Prompt
Pull out every line below that contains the word "https".

Data for this exercise
Content starts

PR #8107, opened 2023-01-31
fix: load asdf from brew prefix + /libexec + /asdf.sh

erikdstock:
This PR resolves an issue with building the app when node versions are managed with a brew-installed asdf.
It would be good to have another asdf-user test this. It may also require re-installing the package.

For reference, the oh-my-zsh plugin loads asdf [here](https://github.com/ohmyzsh/ohmyzsh/blob/master/plugins/asdf/asdf.plugin.zsh#L11-L17) from the `/libexec` subdirectory. I suppose we should check that the non-brew method is similarly the same. At first glance, it appears to be the same.

### DIFF
--- a/patches/react-native+0.66.5.patch
+++ b/patches/react-native+0.66.5.patch
@@ -142,9 +142,9 @@ index c498ba6..11338d0 100755
 +if [[ -f "$HOME/.asdf/asdf.sh" ]]; then
 +  # shellcheck source=/dev/null
 +  . "$HOME/.asdf/asdf.sh"
-+elif [[ -x "$(command -v brew)" && -f "$(brew --prefix asdf)/asdf.sh" ]]; then
++elif [[ -x "$(command -v brew)" && -f "$(brew --prefix asdf)/libexec/asdf.sh" ]]; then
 +  # shellcheck source=/dev/null
-+  . "$(brew --prefix asdf)/asdf.sh"
++  . "$(brew --prefix asdf)/libexec/asdf.sh"
 +fi
 +
 +# Set up volta if present


pvinis (changes requested):
im not sure whats up, but please leave everything else as it was in that file. its a diff file, so even silly extra spaces should be there, otherwise it doesn't work as a diff.

patches/react-native+0.66.5.patch
```diff
@@ -142,9 +142,9 @@ index c498ba6..11338d0 100755
 +if [[ -f "$HOME/.asdf/asdf.sh" ]]; then
 +  # shellcheck source=/dev/null
 +  . "$HOME/.asdf/asdf.sh"
-+elif [[ -x "$(command -v brew)" && -f "$(brew --prefix asdf)/asdf.sh" ]]; then
++elif [[ -x "$(command -v brew)" && -f "$(brew --prefix asdf)/libexec/asdf.sh" ]]; then
 +  # shellcheck source=/dev/null
-+  . "$(brew --prefix asdf)/asdf.sh"
++  . "$(brew --prefix asdf)/libexec/asdf.sh"
 +fi
```
erikdstock, line 148: From the [oh-my-zsh plugin](https://github.com/ohmyzsh/ohmyzsh/blob/master/plugins/asdf/asdf.plugin.zsh#L11-L17) - I think this matches our case.

image

damassi:
@brainbicycle - this impacts you as well

pvinis:
we chatted with Erik, I'll fix up this PR later tonremov reformatting.

pvinis (approved):

pvinis:
trying it out locally, and ill merge if it works first try.

PR #8111, opened 2023-01-31
ci(betterer): Remove betterer, re-add Danger

damassi:
### Description

Due to some developer friction that we've yet to work out, reverting Betterer and adding back Danger. See [this convo](https://artsy.slack.com/archives/C02NAJ2CGLW/p1675190552099359) for more info. 

cc @artsy/mobile-platform


ArtsyOpenSource:
<table>
  <thead>
    <tr>
      <th width="50"></th>
    </tr>
  </thead>
  <tbody><tr>
      <td>:warning:</td>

Content ends

Answer for this exercise
For reference, the oh-my-zsh plugin loads asdf [here](https://github.com/ohmyzsh/ohmyzsh/blob/master/plugins/asdf/asdf.plugin.zsh#L11-L17) from the `/libexec` subdirectory. I suppose we should check that the non-brew method is similarly the same. At first glance, it appears to be the same.
erikdstock, line 148: From the [oh-my-zsh plugin](https://github.com/ohmyzsh/ohmyzsh/blob/master/plugins/asdf/asdf.plugin.zsh#L11-L17) - I think this matches our case.
Due to some developer friction that we've yet to work out, reverting Betterer and adding back Danger. See [this convo](https://artsy.slack.com/archives/C02NAJ2CGLW/p1675190552099359) for more info. 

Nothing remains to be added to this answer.